HOW TO COMPLETE THIS TASK — Go through the entries one line at a time, and gather every line that has the word "upstream".

++++ EXERCISE MATERIAL

Issue #772, opened 2026-07-31
plur_learn: intermittent whole-payload drop on v0.16.1 (received_fields:[]) — not deterministically the tags array (refines #297)


crtahlin:
## Summary

Follow-up to #297 (closed, `upstream-bug`). On `@plur-ai/mcp` **v0.16.1** the same failure signature recurs — the **entire arguments object arrives empty** (server reports `received_fields: []` → `"Invalid arguments: statement: Required"`) — but new evidence **contradicts #297's conclusion** that a `tags` array is the deterministic trigger. The drop is **intermittent** and not tied to array-typed parameters at all.

## Environment

- `@plur-ai/mcp` **v0.16.1** (`plur_status` → `version`)
- Installed globally (`/opt/homebrew/bin/plur-mcp`)
- MCP client: Claude Code
- `plur_doctor` / `plur_status` **all green**: BGE-small embedder loaded, hybrid search operational, both remote stores reachable + auth valid, outbox `0`. The engine is healthy throughout — this is purely a client→server call-delivery problem.

## Evidence (single session, 2026-07-31)

| Call shape | Result |
|------------|--------|
| Single call, **scalar-only** (`statement`/`type`/`domain`/`scope`/`rationale`) | ✅ `ADD` (succeeded multiple times) |
| Single call, **with `tags` string-array** | ✅ `ADD` |
| Single call, scalar-only | ❌ `received_fields: []` (also occurred) |
| **Two `plur_learn` calls in one client message (parallel)** | ❌ **both dropped** |
| Retry of an identical previously-dropped call | ✅ `ADD` |

## What this changes vs #297

- A `tags` string-array call **succeeded** → an array param is **not** a deterministic trigger on v0.16.1.
- Scalar-only calls **also dropped** on occasion → the failure is **not specific to arrays**.
- Strongest correlation observed: **multiple `plur_learn` tool_use blocks in a single client message** → all dropped together.
- **Retrying the identical call resolves it** → the drop is transient, not payload-content-dependent.

## Interpretation

Consistent with #297's finding that this is a **client-side serialization/marshalling drop** (upstream, not the plur server — the server accepts these payloads, per the wire-protocol tests in #297 / PR #301). But the **trigger is not the array type**; it presents as an intermittent client issue, notably aggravated by batching multiple `plur_learn` calls into one message.

## Impact

**Low.** Failures are loud (immediate error, no silent data loss — nothing gets written wrong) and clear on retry. Only friction is during multi-write sessions.

[...]

PR #773, opened 2026-07-31
feat(mcp,core): plur_learn_batch — persist many engrams in one MCP call (#281)

### LINKED ISSUE #281: plur_learn: misleading 'statement: Required' error causes silent memory loss in multi-agent orchestration

plur9:
## Summary

Adds `plur_learn_batch` — a new MCP tool that accepts an array of engram objects and persists them in a single call. This directly addresses the pattern identified in #772 as the strongest correlate of client-side payload drops: **multiple `plur_learn` tool_use blocks in one message**.

- One `plur_learn_batch` call replaces N parallel `plur_learn` calls, eliminating the batching-aggravated drop scenario entirely
- Same dedup + policy as single learn (exact-hash NOOP, semantic similarity, LLM decisions) — applied per item AND across the batch
- **Partial-failure tolerant**: a bad statement is caught and recorded in `failures[]`, never aborts the rest
- Returns `ids[]`, per-item `results[]` (with `decision` + `existing_id` on dedup), `stats`, and `failures[]`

++++++++

TASK RESULT —
Follow-up to #297 (closed, `upstream-bug`). On `@plur-ai/mcp` **v0.16.1** the same failure signature recurs — the **entire arguments object arrives empty** (server reports `received_fields: []` → `"Invalid arguments: statement: Required"`) — but new evidence **contradicts #297's conclusion** that a `tags` array is the deterministic trigger. The drop is **intermittent** and not tied to array-typed parameters at all.
Consistent with #297's finding that this is a **client-side serialization/marshalling drop** (upstream, not the plur server — the server accepts these payloads, per the wire-protocol tests in #297 / PR #301). But the **trigger is not the array type**; it presents as an intermittent client issue, notably aggravated by batching multiple `plur_learn` calls into one message.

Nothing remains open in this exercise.